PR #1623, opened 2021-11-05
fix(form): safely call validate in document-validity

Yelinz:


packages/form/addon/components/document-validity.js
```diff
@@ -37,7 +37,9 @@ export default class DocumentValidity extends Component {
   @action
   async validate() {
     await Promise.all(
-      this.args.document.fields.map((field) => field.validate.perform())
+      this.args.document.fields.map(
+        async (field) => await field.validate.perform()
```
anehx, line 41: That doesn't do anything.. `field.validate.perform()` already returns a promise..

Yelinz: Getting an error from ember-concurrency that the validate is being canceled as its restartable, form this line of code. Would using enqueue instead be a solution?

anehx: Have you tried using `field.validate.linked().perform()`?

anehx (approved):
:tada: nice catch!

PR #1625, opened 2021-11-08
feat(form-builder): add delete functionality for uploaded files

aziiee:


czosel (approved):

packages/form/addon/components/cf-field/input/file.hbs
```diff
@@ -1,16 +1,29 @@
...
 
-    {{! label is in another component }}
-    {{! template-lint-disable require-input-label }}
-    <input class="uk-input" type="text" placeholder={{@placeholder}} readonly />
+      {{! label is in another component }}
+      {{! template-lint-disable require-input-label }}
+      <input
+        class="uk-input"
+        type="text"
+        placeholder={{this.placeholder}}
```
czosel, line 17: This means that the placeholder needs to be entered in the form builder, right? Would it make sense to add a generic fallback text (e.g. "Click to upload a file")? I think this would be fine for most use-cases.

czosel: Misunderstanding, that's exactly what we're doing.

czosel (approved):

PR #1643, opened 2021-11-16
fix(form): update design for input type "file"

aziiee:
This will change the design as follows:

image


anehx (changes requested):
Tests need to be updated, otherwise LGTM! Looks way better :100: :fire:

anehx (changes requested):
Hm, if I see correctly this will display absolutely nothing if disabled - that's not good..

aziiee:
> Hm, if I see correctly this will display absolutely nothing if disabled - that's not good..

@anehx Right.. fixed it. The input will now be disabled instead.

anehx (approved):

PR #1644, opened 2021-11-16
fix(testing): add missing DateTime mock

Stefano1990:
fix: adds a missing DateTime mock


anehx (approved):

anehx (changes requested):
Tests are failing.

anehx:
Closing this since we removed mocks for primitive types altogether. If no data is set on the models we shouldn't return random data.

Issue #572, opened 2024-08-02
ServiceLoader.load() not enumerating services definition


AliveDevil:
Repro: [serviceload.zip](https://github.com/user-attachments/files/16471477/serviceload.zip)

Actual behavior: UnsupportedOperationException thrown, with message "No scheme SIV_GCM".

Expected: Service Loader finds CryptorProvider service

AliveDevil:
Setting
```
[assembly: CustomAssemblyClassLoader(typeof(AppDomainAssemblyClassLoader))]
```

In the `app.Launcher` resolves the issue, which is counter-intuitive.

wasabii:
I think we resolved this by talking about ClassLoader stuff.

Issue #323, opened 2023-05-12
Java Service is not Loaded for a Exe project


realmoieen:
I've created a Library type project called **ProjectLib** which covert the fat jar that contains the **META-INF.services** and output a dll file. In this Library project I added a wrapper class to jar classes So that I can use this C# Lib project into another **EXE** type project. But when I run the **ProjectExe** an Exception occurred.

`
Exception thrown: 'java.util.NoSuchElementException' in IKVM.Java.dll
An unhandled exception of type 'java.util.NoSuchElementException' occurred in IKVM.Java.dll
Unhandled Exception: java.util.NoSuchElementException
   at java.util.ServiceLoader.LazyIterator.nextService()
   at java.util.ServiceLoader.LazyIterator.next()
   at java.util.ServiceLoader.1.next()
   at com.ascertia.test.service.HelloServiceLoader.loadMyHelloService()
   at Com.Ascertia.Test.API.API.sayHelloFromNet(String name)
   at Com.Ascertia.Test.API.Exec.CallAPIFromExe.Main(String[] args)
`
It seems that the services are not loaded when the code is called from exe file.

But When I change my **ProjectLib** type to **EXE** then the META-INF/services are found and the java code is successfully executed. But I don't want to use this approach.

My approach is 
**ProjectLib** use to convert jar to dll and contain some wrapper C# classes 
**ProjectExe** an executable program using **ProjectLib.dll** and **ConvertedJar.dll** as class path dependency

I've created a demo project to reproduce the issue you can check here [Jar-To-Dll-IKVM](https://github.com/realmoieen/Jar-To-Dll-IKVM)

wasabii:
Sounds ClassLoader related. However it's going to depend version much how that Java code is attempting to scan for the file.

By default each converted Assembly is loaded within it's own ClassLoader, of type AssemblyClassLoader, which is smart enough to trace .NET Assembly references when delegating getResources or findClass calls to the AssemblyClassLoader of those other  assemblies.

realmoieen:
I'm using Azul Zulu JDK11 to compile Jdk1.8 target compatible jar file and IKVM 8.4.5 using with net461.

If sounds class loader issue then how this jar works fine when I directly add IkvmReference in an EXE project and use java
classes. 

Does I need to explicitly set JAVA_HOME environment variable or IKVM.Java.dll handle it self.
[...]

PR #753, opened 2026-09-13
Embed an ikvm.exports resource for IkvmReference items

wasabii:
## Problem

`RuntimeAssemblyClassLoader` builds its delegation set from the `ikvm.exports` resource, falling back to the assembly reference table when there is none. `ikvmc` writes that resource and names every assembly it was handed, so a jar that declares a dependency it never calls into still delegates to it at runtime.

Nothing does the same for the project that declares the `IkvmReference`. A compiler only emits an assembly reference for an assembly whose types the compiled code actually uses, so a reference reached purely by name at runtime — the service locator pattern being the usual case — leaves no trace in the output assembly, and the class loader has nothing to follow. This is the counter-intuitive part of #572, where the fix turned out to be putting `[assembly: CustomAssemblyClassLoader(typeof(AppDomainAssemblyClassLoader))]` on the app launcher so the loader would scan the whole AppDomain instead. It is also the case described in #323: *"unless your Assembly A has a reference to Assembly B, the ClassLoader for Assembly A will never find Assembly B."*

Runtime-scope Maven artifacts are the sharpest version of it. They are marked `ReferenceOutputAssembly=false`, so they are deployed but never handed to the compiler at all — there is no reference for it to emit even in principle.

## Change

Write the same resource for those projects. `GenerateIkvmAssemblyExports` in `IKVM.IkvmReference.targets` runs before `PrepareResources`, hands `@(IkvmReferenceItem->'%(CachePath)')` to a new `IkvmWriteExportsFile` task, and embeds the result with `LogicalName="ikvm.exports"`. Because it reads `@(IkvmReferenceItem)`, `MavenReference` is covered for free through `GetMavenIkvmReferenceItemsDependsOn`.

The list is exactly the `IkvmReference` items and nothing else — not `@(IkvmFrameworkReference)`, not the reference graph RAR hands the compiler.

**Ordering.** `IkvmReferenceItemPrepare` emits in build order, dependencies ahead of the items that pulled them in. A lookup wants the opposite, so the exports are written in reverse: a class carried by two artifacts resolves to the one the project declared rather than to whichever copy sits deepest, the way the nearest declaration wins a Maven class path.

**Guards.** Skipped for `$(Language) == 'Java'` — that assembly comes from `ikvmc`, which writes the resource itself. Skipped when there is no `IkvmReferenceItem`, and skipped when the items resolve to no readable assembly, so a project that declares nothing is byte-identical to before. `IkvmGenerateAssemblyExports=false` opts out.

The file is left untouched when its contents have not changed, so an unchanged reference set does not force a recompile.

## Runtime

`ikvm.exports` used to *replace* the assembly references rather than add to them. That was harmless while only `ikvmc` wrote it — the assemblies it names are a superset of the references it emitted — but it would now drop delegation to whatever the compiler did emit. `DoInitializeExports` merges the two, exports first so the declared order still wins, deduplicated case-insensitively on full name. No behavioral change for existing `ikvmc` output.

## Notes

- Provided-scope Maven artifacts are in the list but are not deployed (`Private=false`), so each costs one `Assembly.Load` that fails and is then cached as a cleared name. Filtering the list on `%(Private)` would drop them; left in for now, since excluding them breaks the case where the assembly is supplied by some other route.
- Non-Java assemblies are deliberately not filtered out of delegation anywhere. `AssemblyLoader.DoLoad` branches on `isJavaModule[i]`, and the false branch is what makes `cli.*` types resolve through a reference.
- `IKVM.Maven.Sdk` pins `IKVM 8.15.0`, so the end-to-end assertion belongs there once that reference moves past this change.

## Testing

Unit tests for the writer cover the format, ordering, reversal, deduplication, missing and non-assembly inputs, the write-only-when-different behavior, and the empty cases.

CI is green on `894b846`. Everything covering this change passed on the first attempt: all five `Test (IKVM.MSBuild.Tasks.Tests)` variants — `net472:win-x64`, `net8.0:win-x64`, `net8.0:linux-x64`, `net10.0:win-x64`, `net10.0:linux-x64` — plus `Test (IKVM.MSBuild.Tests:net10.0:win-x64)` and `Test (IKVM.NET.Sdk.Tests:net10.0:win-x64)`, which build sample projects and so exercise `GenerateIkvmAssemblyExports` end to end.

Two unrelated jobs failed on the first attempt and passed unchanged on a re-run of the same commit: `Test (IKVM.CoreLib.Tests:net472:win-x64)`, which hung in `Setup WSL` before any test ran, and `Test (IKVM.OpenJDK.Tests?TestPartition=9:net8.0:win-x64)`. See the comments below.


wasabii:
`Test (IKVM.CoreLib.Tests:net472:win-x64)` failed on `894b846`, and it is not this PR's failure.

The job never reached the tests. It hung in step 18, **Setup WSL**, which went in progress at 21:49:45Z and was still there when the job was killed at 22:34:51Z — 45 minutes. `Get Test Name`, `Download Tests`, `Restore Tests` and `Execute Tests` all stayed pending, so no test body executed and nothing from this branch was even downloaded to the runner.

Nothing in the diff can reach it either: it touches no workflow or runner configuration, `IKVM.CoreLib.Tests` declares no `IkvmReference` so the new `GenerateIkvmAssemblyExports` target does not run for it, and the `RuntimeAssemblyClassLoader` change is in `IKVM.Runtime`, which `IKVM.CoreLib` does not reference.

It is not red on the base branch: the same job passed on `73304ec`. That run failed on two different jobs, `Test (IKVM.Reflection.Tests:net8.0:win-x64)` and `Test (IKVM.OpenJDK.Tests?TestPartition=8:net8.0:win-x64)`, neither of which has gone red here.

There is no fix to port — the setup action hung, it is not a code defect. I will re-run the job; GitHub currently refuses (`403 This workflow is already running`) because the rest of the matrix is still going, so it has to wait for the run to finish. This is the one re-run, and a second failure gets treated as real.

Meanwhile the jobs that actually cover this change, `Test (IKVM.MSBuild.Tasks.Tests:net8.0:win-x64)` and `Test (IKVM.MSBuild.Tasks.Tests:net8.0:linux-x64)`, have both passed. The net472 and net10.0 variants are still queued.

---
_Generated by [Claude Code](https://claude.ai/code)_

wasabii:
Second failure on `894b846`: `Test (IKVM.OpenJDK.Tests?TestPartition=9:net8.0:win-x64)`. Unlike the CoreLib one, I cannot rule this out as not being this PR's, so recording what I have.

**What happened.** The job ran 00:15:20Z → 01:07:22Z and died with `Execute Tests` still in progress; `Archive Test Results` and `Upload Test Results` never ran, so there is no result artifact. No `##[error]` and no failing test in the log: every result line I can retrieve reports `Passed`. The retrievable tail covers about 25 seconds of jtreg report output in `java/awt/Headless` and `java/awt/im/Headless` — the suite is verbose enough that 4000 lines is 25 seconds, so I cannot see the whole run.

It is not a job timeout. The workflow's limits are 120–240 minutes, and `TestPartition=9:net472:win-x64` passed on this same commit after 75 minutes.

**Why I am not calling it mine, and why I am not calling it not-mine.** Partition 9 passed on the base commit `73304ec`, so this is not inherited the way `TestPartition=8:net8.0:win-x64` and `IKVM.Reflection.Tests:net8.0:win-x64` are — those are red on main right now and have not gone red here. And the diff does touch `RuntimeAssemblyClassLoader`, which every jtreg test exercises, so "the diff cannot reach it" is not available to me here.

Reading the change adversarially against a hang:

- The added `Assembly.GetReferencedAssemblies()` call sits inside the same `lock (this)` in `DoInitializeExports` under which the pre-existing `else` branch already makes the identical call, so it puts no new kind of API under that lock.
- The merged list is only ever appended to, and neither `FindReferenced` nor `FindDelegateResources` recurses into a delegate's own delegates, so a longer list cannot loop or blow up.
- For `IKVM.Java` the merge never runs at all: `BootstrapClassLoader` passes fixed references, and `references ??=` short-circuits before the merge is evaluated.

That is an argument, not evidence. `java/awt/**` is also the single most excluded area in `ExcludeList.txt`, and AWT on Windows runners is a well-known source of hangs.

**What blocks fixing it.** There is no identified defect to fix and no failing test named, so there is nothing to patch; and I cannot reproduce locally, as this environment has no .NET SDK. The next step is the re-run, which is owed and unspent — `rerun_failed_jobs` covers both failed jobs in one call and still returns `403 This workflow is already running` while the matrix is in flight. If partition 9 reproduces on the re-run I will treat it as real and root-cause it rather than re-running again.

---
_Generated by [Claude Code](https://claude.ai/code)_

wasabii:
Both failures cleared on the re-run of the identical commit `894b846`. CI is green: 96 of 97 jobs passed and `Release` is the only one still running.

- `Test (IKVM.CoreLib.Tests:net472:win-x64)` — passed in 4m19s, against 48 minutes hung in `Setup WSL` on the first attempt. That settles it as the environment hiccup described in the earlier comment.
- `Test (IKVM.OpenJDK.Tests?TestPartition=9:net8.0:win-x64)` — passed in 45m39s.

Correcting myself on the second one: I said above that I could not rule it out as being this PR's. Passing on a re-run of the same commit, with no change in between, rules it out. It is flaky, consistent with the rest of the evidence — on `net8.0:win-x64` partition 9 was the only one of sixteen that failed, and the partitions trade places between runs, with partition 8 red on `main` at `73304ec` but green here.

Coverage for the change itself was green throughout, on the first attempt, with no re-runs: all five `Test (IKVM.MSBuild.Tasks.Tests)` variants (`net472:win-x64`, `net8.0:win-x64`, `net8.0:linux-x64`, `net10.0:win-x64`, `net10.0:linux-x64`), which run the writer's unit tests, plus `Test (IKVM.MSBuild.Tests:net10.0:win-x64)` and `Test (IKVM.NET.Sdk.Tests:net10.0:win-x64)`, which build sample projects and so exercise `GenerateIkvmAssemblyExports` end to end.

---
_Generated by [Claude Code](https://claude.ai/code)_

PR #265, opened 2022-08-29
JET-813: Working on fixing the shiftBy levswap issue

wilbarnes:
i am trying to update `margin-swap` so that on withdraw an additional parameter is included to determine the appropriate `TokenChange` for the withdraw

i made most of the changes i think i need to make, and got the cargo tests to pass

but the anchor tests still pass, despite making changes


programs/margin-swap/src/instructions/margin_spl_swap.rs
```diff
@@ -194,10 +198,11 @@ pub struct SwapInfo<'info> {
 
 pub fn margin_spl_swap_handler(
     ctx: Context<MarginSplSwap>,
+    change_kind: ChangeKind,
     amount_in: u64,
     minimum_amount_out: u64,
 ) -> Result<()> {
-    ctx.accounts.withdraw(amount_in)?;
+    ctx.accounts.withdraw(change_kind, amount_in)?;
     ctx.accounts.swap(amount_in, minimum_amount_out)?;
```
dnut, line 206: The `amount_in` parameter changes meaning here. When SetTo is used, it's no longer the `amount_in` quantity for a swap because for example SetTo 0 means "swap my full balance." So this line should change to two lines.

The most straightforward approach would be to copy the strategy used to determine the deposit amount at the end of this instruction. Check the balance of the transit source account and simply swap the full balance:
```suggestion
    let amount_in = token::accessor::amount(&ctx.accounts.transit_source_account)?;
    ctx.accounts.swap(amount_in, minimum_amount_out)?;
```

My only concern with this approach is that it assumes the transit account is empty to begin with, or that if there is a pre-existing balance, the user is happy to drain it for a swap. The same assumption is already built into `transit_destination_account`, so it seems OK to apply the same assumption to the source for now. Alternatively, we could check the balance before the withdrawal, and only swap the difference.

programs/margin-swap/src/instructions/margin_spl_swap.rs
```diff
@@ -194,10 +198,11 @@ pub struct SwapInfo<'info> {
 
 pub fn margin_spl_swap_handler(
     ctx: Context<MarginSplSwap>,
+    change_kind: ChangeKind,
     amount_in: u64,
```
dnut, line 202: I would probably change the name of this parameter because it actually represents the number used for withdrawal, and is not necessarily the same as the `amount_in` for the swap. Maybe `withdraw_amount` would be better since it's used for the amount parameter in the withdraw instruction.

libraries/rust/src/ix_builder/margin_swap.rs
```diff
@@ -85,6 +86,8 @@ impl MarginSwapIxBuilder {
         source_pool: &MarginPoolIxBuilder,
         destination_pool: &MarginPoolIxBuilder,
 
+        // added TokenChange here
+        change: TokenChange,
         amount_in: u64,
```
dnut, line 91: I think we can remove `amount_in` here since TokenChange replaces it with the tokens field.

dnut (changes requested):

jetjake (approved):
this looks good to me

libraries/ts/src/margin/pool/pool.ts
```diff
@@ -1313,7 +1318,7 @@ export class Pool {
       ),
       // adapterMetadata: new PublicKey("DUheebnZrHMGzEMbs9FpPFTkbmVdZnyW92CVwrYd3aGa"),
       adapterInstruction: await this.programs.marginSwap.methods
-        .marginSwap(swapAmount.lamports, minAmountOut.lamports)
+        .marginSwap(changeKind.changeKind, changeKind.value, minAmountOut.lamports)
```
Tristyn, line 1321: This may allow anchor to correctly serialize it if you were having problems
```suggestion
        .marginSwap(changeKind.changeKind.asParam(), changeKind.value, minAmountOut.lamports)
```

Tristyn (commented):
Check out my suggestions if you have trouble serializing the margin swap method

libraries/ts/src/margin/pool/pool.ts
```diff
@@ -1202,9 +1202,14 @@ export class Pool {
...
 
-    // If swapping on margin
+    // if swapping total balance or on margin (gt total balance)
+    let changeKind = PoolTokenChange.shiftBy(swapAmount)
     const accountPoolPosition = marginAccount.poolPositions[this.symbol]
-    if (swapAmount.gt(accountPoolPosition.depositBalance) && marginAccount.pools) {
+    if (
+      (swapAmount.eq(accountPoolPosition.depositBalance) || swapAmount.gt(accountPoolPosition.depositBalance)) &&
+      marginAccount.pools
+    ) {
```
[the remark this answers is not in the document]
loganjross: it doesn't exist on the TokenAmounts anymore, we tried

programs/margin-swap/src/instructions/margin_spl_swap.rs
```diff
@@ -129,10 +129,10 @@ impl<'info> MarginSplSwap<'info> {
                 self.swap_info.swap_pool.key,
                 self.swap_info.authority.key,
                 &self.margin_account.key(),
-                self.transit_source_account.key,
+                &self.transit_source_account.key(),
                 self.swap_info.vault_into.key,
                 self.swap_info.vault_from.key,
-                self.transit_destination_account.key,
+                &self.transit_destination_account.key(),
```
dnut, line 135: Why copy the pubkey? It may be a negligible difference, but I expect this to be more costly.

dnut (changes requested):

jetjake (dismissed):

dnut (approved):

==

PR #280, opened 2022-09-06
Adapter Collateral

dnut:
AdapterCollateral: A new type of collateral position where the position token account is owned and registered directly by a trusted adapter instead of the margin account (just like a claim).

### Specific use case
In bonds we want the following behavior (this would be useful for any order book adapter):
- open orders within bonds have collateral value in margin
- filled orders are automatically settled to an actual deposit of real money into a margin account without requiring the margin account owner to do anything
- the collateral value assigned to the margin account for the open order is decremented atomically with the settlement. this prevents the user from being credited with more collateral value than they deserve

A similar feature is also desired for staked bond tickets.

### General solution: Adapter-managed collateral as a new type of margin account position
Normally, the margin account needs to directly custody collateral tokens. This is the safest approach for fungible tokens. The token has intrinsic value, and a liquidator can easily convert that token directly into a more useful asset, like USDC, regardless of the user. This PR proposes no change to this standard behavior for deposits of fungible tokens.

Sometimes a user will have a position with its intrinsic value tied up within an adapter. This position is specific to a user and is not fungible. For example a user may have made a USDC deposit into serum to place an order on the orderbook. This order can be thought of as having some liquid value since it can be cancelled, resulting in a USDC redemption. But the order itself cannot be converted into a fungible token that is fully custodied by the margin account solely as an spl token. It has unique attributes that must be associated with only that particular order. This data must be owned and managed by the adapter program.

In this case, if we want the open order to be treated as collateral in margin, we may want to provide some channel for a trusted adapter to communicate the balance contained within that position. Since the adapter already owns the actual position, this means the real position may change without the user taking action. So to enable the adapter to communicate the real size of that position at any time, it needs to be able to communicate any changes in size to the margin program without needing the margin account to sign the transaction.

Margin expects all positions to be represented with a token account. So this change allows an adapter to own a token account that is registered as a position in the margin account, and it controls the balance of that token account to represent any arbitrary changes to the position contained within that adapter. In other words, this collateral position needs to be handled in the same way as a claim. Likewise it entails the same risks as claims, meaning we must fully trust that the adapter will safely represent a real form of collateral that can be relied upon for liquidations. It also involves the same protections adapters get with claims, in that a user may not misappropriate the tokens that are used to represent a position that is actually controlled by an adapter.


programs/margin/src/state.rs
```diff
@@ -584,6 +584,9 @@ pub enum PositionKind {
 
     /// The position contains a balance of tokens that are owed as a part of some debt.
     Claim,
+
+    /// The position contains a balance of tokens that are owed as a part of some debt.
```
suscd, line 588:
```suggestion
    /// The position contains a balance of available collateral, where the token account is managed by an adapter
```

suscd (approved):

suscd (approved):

**ASSIGNMENT**
Using the records above, give the number of lines in which the word "swapping" occurs, and nothing else.

**TASK RESULT**
2